The doctrine of Jivanmukti, or liberation even when the physical body is alive, is accepted only by the pure Advaitin, whereas according to the other schools of Vedanta, only a very high state of spiritual awareness is reached in the living condition, full liberation being attained only on the death of the physical body. According to both these schools of Vedantins there is no rebirth for the liberated one. In pure Advaita it is said that one who mistakenly considered himself as an individual, recognizes his oneness in essence with the Supreme. Figuratively it can be said that he is dissolved in God. The other schools will say, the Jiva is conveyed to transcendental realms from where there is no fall. It is however maintained that if the Jiva has some noble desire like serving or liberating fellow beings, he may again come to the world as an Adhikarika, a prophet with a divine commission or as a partner in the mission of a Divine Incarnation.
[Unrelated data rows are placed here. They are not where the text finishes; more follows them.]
PR #459, opened 2018-11-08
POC: Commit offsets also to kafka while keeping offsets.storage=zookeeper

juhoautio:
Secor is still heavily dependent on using Zookeeper as an offset storage:
- There doesn't seem to be a configuration combination for kafka version profiles < 2.0.0 that would allow committing offsets to kafka without loss of data.
   - If `kafka.offsets.storage=kafka`, offsets of all partitions are committed at once (see `LegacyKafkaMessageIterator#commit`), which can cause data loss
- Even with the 2.0.0 profile offsets are committed to kafka only if `kafka.offsets.storage=kafka`

----

My use case is that there are many kafka offset monitoring tools that only support the kafka offset storage, not zookeeper. And we're not likely to upgrade to kafka 2.0.0 very soon.

To support that secor would have to either:
**A**) support committing offsets additionally to kafka offset storage
**B**) support committing offsets correctly in `LegacyKafkaMessageIterator#commit`

This PR is an _incremental_ POC of **A** – adding this doesn't change any of the existing behavior, so at least this is totally safe.

However, it would be better if **B** can be done. Is there any reason why `LegacyKafkaMessageIterator#commit` couldn't be changed to do what `#commitToKafka` in this PR does? If not, then it would be enough to implement **B**.

**TODO:** (for **B**) I'm not sure if the `ConsumerConnector#commitOffsets` (that `LegacyKafkaMessageIterator` uses) is synchronous or not – but would it even have to be? I'm wondering because `SecorKafkaMessageIterator` calls `KafkaConsumer#commitSync`.

----

For background: https://github.com/pinterest/secor/pull/450#issuecomment-436914329 and also the PR https://github.com/pinterest/secor/pull/450 as a whole.

----

Travis build currently fails for `MVN_PROFILE=kafka-0.8.2.1`. This will be fixed if this PR gets some yellow light.

```
[ERROR] Failed to execute goal org.apache.maven.plugins:maven-compiler-plugin:2.0.2:compile (default-compile) on project secor: Compilation failure: Compilation failure: 
[ERROR] /home/travis/build/pinterest/secor/src/main/java/com/pinterest/secor/reader/LegacyKafkaMessageIterator.java:[10,19] error: cannot find symbol
[ERROR] 
[ERROR] could not parse error message:   symbol:   class OffsetMetadata
[ERROR]   location: package kafka.common
[ERROR] /home/travis/build/pinterest/secor/src/main/java/com/pinterest/secor/reader/LegacyKafkaMessageIterator.java:15: error: cannot find symbol
[ERROR] import org.apache.kafka.clients.consumer.CommitFailedException;
[ERROR]                                         ^
[ERROR] 
[ERROR] could not parse error message:   symbol:   class CommitFailedException
[ERROR]   location: package org.apache.kafka.clients.consumer
[ERROR] /home/travis/build/pinterest/secor/src/main/java/com/pinterest/secor/reader/LegacyKafkaMessageIterator.java:94: error: cannot find symbol
[ERROR]         OffsetAndMetadata offsetAndMetadata = new OffsetAndMetadata(new OffsetMetadata(offset, null),
[ERROR]                                                                         ^
[ERROR] 
[ERROR] could not parse error message:   symbol:   class OffsetMetadata
[ERROR]   location: class LegacyKafkaMessageIterator
[ERROR] /home/travis/build/pinterest/secor/src/main/java/com/pinterest/secor/reader/LegacyKafkaMessageIterator.java:100: error: no suitable method found for commitOffsets(Map<TopicAndPartition,OffsetAndMetadata>,boolean)
[ERROR]             mKafkaCommitter.commitOffsets(offsets, true);
[ERROR]                            ^
[ERROR] 
[ERROR]     method ConsumerConnector.commitOffsets() is not applicable
[ERROR]       (actual and formal argument lists differ in length)
[ERROR]     method ConsumerConnector.commitOffsets(boolean) is not applicable
[ERROR]       (actual and formal argument lists differ in length)
[ERROR] /home/travis/build/pinterest/secor/src/main/java/com/pinterest/secor/reader/LegacyKafkaMessageIterator.java:[101,17] error: cannot find symbol
```

### DIFF
--- a/src/main/config/secor.common.properties
+++ b/src/main/config/secor.common.properties
@@ -231,6 +231,12 @@ kafka.zookeeper.path=/
 #Only acquired used for decoding Avro messages
 schema.registry.url=
 
+# Commit offsets additionally to kafka offsets storage (for reference).
+# This is just to allow tracking offsets also via Kafka offset storage. Secor still uses Zookeeper as the offset storage
+# internally.
+# Possible values: true or false - true is not allowed if kafka.offsets.storage=kafka
+secor.offsets.commitToKafkaOffsetStorageForReference=false
+
 # Store offset in zookeeper and kafka consumer topic.
 # Only used if kafka.offsets.storage is set to "kafka"
 # http://kafka.apache.org/documentation.html#oldconsumerconfigs
--- a/src/main/java/com/pinterest/secor/common/SecorConstants.java
+++ b/src/main/java/com/pinterest/secor/common/SecorConstants.java
@@ -3,4 +3,6 @@ package com.pinterest.secor.common;
 public class SecorConstants {
     public static final String KAFKA_OFFSETS_STORAGE_ZK = "zookeeper";
     public static final String KAFKA_OFFSETS_STORAGE_KAFKA = "kafka";
+    public static final String COMMIT_TO_KAFKA_OFFSET_STORAGE_FOR_REFERENCE =
+            "secor.offsets.commitToKafkaOffsetStorageForReference";
 }
--- a/src/main/java/com/pinterest/secor/reader/KafkaMessageIterator.java
+++ b/src/main/java/com/pinterest/secor/reader/KafkaMessageIterator.java
@@ -11,4 +11,5 @@ public interface KafkaMessageIterator {
     Message next();
     void init(SecorConfig config) throws UnknownHostException;
     void commit(TopicPartition topicPartition, long offset);
+    void commitToKafka(TopicPartition topicPartition, long offset);
 }
--- a/src/main/java/com/pinterest/secor/reader/LegacyKafkaMessageIterator.java
+++ b/src/main/java/com/pinterest/secor/reader/LegacyKafkaMessageIterator.java
@@ -1,18 +1,25 @@
 package com.pinterest.secor.reader;
 
+import com.google.common.collect.ImmutableMap;
 import com.pinterest.secor.common.SecorConfig;
 import com.pinterest.secor.common.TopicPartition;
 import com.pinterest.secor.message.Message;
 import com.pinterest.secor.timestamp.KafkaMessageTimestampFactory;
 import com.pinterest.secor.util.IdUtil;
+import kafka.common.OffsetAndMetadata;
+import kafka.common.OffsetMetadata;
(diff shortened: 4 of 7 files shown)


juhoautio:
@igorcalabria could you comment on this please:

> Is there any reason why LegacyKafkaMessageIterator#commit couldn't be changed to do what #commitToKafka in this PR does?

igorcalabria:
> @igorcalabria could you comment on this please:
> 
> > Is there any reason why LegacyKafkaMessageIterator#commit couldn't be changed to do what #commitToKafka in this PR does?

No reason I can think off. I didn't add the fix to the 2.0 PR because it was big enough and we didn't have any test cases that cover the failure state caused by the kafka commit on the legacy consumer.

Oh, and I noticed that you said that you aren't upgrading to kafka-2.0.0 anytime soon. From broker version 0.10 (I'm not sure on the exact version) onwards you can use a new consumer with an older broker without problems. We are using 2.0 consumers with 1.0 brokers. The performance penalty is only the other way around, older consumers with new brokers(when there's protocol change)

juhoautio:
Thanks @igorcalabria!

> I also saw your comments about kafka only commit. Maybe you could open an issue and start the discussion there, it's not the first I time I've seen this feature requested.

I'm not sure what you're referring to as "kafka only commit" in what I have written?

igorcalabria:
> Thanks @igorcalabria!
> 
> > I also saw your comments about kafka only commit. Maybe you could open an issue and start the discussion there, it's not the first I time I've seen this feature requested.
> 
> I'm not sure what you're referring to as "kafka only commit" in what I have written?

I must have mixed something up. It was another person talking about migrating the commit logic to only use kafka. Sorry.

juhoautio:
Closing this because we were able to instead upgrade to using the kafka-2.0.0 build profile of secor. As @igorcalabria wrote above, that consumer library 2.0.0 is compatible with our kafka server version even though it's a bit older.

So, nothing wrong with this PR per se, but maybe it's simpler to keep secor as it is. If anyone needs those @igorcalabria's fixes, they should be able to upgrade their kafka server, if still running a version that's so old that it doesn't work with 2.0.0 consumer.

PR #462, opened 2018-11-09
Disable the use of the system classloader for surefire

ankon:
This works around https://issues.apache.org/jira/browse/SUREFIRE-1588.

---
This fixes building on recent Debians (particularly inside the docker `openjdk:8-jdk` image) for me.


HenryCaiHaiying:
Looks like it has conflict on the latest pom.xml, can you take a look?

PR #466, opened 2018-11-12
Fix typo: ORCScehmaProvider -> ORCSchemaProvider

ankon:


ankon:
Hmm. This seems to be a typo existing in the source as well? https://github.com/pinterest/secor/blob/master/src/main/java/com/pinterest/secor/util/orc/schema/ORCScehmaProvider.java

As for what becomes of the I-sense of a Jivanmukta, the answer is the same as for what becomes of his physical body. The physical body of every man dying dissolves into the material elements. But the subtle body has its continuity, no doubt with changes, through the whole of the transmigratory existence. I-sense, is the core of the subtle body. It continues through the whole transmigratory existence, and when ultimately knowledge dawns, it dissolves into its corresponding cosmic whole. Then the individual I-sense will dissolve into the Cosmic I-sense. So individuality as the pure Jiva persists, for the Jiva is a monad having always a dependent existence on God.